Task brief: Once the line containing "add support for URL-safe base64 encoding" is found in the entries below, restate it and each following line word for word, stopping after the line containing "https://github.com/libgdx/libgdx/issues/3255".

Provided records START

PR #3234, opened 2015-06-26
This allows user that can change wrap logic in custom glyph layout.

scientistnm:
This allows user that can change wrap logic in custom glyph layout.
(e.g. remove multiplewhite spaces omitting when glyph run is wrapped if needed)

### DIFF
--- a/gdx/src/com/badlogic/gdx/graphics/g2d/GlyphLayout.java
+++ b/gdx/src/com/badlogic/gdx/graphics/g2d/GlyphLayout.java
@@ -267,7 +267,7 @@ public class GlyphLayout implements Poolable {
 		glyphRunPool.free(truncateRun);
 	}
 
-	private GlyphRun wrap (BitmapFontData fontData, GlyphRun first, Pool<GlyphRun> glyphRunPool, int wrapIndex, int widthIndex) {
+	protected GlyphRun wrap (BitmapFontData fontData, GlyphRun first, Pool<GlyphRun> glyphRunPool, int wrapIndex, int widthIndex) {
 		GlyphRun second = glyphRunPool.obtain();
 		second.color.set(first.color);
 		int glyphCount = first.glyphs.size;
@@ -311,7 +311,7 @@ public class GlyphLayout implements Poolable {
 	}
 
 	/** Adjusts the xadvance of the last glyph to use its width instead of xadvance. */
-	private void adjustLastGlyph (BitmapFontData fontData, GlyphRun run) {
+	protected void adjustLastGlyph (BitmapFontData fontData, GlyphRun run) {
 		Glyph last = run.glyphs.peek();
 		if (fontData.isWhitespace((char)last.id)) return; // Can happen when doing truncate.
 		float width = (last.xoffset + last.width) * fontData.scaleX - fontData.padRight;


davebaol:
Sounds reasonable

scientistnm:
If this is ok.
Will it be merged?

davebaol:
I think so, but better wait for @NathanSweet or some other team member :)

NathanSweet:
These methods contain quite complex logic that is internal to GlyphLayout. What exactly are you trying to customize? The wrap position is customized via BitmapFontData `getWrapIndex`.

scientistnm:
I'm having trouble with multiple whitespace omitting.
I would like to disable that feature, and to let the number of glyphs in glyph layout, and number of chars in rendered text be in sync.

Maybe there are some other possibilities for customization, but currently this is what I'm looking for.

What do you think?

scientistnm:
Those methods aren't using any private fileds, so I guess it would be ok, if user wants to override their behaivour.

NathanSweet:
I don't understand the problem you are having or what change you would make if the methods were public. Please show how you will change the methods.

scientistnm:
In my usecase I would remove those lines from these two methods:

for (; endIndex > 0; endIndex--)
if (!fontData.isWhitespace((char)first.glyphs.get(endIndex - 1).id)) break;

Here I will try to explain the problems I have again:

1. I try to create custom 3D input field widget using decals and drawing to FBO.
I have a string field which I update in keyTyped method, simply appending new chars to it.
Input field has some width and height. Everything renders well if I type non-white chars.
But when I type multiple white spaces together, and text gets wrapped with the new line starting with the white spaces, here comes the problem.

|012345          |
|'X'                  |

non-white char will start at the left side of widget, no matter how much whitespaces I typed before,
Because glyph layout has omitted them earlier.

I draw text like this:

glyphLayout.setText (bitmapFont, textInWidget, someColor, widgetWidth, widgetAlign, true).

I have seen your TextArea class, and there you can type as many whitespaces as you want, and there is no this kind of problem, but I can't figure out why and how it's working there.
There are complex calculus that are not documented and I'm not sure if I need all of that in my usecase anyway.

2. I try to calculate correct position of cursor in my custom 3D edit field that uses decal.
I update index cursor on keyDown event (left,right), cursor index is in sync with the char in current string. So when I try to calculate position of glyph (using xAdvances and y position of runs) in edit field based on "selected char" it gives me incorrect values, because sometimes index of char in string and the index of correct glyph in layout are not the same when whitespaces get omitted.

So this is my story here.

If you have problem with this pull request, please be kind and help me out to solve this problem on my own. Try explaining a little logic behind that code in wrap procedure, and cursor positioning in TextArea and TextField libgdx classes.

Thanks.

NathanSweet:
I didn't write TextArea, but it seems to render each line separately rather than rely on GlyphLayout's wrapping (also TextArea was written before GlyphLayout). That means no whitespace is removed when TextArea draws its text. TextArea works by storing the glyph positions of the text without wrapping (see TextField:377). It calculates the text on each line (see TextArea:277). To find the glyph under the cursor, it uses the glyph positions, subtracting the position of the first character for the line the cursor is on (see TextArea `letterUnderCursor`).

Removing the two lines you specified, plus adding spaces added to BitmapFontTest:


Same with smaller width:


Whitespace is still gone, so it doesn't appear to fix your problem. After fixing a bug with BitmapFont's padding and calculation of the space glyph when missing from the font, removing the first 2 for loops from `wrap` sort of does what you want:



Here only the whitespace that didn't fit is wrapped. That makes for odd behavior:



The space after "test" is wrapped to the next line, not sure why. It may be fixable, but this still isn't really the write kind of wrapping for a text area. "one two" should wrap to "one\ntwo", the newline represents the space. For "one two    " when only the last space doesn't fit it should wrap to "one\ntwo    ". Try it out in Notepad++.

I've changed wrapping to work more like Notepad++, where if whitespace needs to wrap, it also takes the previous word with it. This means we no longer need to strip whitespace.

scientistnm:
Hi,

It works better, but also I have a problem determing the current layout width.
I droped TextArea usecase for a moment, and focusing on TextField usecase.

In this approach I always have "singlelined" text, becase I render to texture, I need to use some stencil masking to simulate TextField scrolling when text lenght exceeds the widget width.

When you have a glyphLayout that has the whitespace on the end of the text, even when I don't use wrapping, it's not calculated in global layout width.

I use this method:
glyphLayout.setText(BitmapFont font, singlelinedText);

This way I'm unable to detect that I should scroll my text, because bounds of the glyphlayout doesn't change when I just type whitespaces constantly after some already rendered text.

NathanSweet:
I don't see that being the case. I edited BitmapFontTest line 113 to "test      " and changed to setText(font, str). Works fine:



Instead of clipping your text, you could simply just draw the characters fully within the bounds. It isn't quite as good, but this is what TextField does.

scientistnm:
I can comfirm that this now works much better, when I updated to nighly.
Whitespaces are included in layout bounds also.

I have a progress in implementing TextField...I will drop usecase TextArea for now.

Cheers!

Issue #3255, opened 2015-07-03
add support for URL-safe base64 encoding


FyiurAmron:
Similarily to https://docs.oracle.com/javase/8/docs/api/java/util/Base64.html , libGDX's base64 encoder should provide a way to encode with URL-safe (Table 2 of RFC 4648) charset. The change to existing code would be essentially trivial (e.g. adding another map with two last entries changed from `+`/`/` to `-`/`_` in https://github.com/libgdx/libgdx/blob/master/gdx/src/com/badlogic/gdx/utils/Base64Coder.java#L45 and providing a method to allow using those different maps here). Possibly allowing selecting other index 63/64 chars, because custom values are often needed, as shown in https://en.wikipedia.org/wiki/Base64#Implementations_and_history, would be great.

I can do a PR with my code implementing those changes, if anyone's interested.

MobiDevelop:
A PR would be appreciated.

FyiurAmron:
I haven't been able to test this extensively, so any comments/changes are welcome.

xoppa:
Fixed in #3262

PR #3262, opened 2015-07-07
Base64: added char 63/64 selection and minor refactoring

FyiurAmron:


FyiurAmron:
https://github.com/libgdx/libgdx/issues/3255

gdx/src/com/badlogic/gdx/utils/Base64Coder.java
```diff
@@ -23,73 +22,96 @@
...
-	}
+	public static final CharMap regularMap = new CharMap('+', '/'), urlsafeMap = new CharMap('-', '_');
 
 	/** Encodes a string into Base64 format. No blanks or line breaks are inserted.
-	 * 
 	 * @param s A String to be encoded.
 	 * @return A String containing the Base64 encoded data. */
 	public static String encodeString (String s) {
-		return new String(encode(s.getBytes()));
+		return encodeString(s, true);
```
MobiDevelop: Not sure we want to use url-safe encoding by default (same for decodeString) here. It looks like encode and encodeLines are using the regular encoding by default. We should be consistent, and I would favor using the regular encoding by default everywhere.

FyiurAmron: you're completely right; that defaults got there because I directly ported it from my personal code, and I was using url-safe as default in my lib. fixed.

MobiDevelop:
Looks like you dropped the `decode(String)` method, which has caused the build to fail. Could you please add that method back in?

nooone:
Are the PR checks now performed automatically? I thought we need these funny "Computer, please verify this PR." kind of commands.

Tom-Ski:
They are automatic depending on the type of pr.

davebaol:
@Tom-Ski rules!

nooone:
What kind of "types" of PRs are there?

FyiurAmron:
@MobiDevelop done.

MobiDevelop:
Cool, thanks.

gdx/src/com/badlogic/gdx/utils/Base64Coder.java
```diff
@@ -23,73 +22,96 @@
...
  * Multi-licensed: EPL / LGPL / GPL / AL / BSD.
+ *
+ * @author Christian d'Heureuse
+ * @author vaxquis
  */
 
 package com.badlogic.gdx.utils;
 
 public class Base64Coder {
+	public static class CharMap {
```
saltares: Do we need this `CharMap` class to be public? We didn't expose this before.

FyiurAmron:
@saltares we didn't expose it before because it didn't exist before. Three main reasons for public `CharMap`:
1. it's a parameter in public methods,
2. API user may wish to create any of the common custom Base64 variants (https://en.wikipedia.org/wiki/Base64#Implementations_and_history) I haven't coded in (as you can see from its `protected` fields, it's explicitly intended for extension),
3. it's an inner class. That prevents namespace pollution quite well IMO.

As such, making it anything else than `public` wouldn't make much sense.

Provided records END

Solution to the problem:
add support for URL-safe base64 encoding


FyiurAmron:
Similarily to https://docs.oracle.com/javase/8/docs/api/java/util/Base64.html , libGDX's base64 encoder should provide a way to encode with URL-safe (Table 2 of RFC 4648) charset. The change to existing code would be essentially trivial (e.g. adding another map with two last entries changed from `+`/`/` to `-`/`_` in https://github.com/libgdx/libgdx/blob/master/gdx/src/com/badlogic/gdx/utils/Base64Coder.java#L45 and providing a method to allow using those different maps here). Possibly allowing selecting other index 63/64 chars, because custom values are often needed, as shown in https://en.wikipedia.org/wiki/Base64#Implementations_and_history, would be great.

I can do a PR with my code implementing those changes, if anyone's interested.

MobiDevelop:
A PR would be appreciated.

FyiurAmron:
I haven't been able to test this extensively, so any comments/changes are welcome.

xoppa:
Fixed in #3262

PR #3262, opened 2015-07-07
Base64: added char 63/64 selection and minor refactoring

FyiurAmron:


FyiurAmron:
https://github.com/libgdx/libgdx/issues/3255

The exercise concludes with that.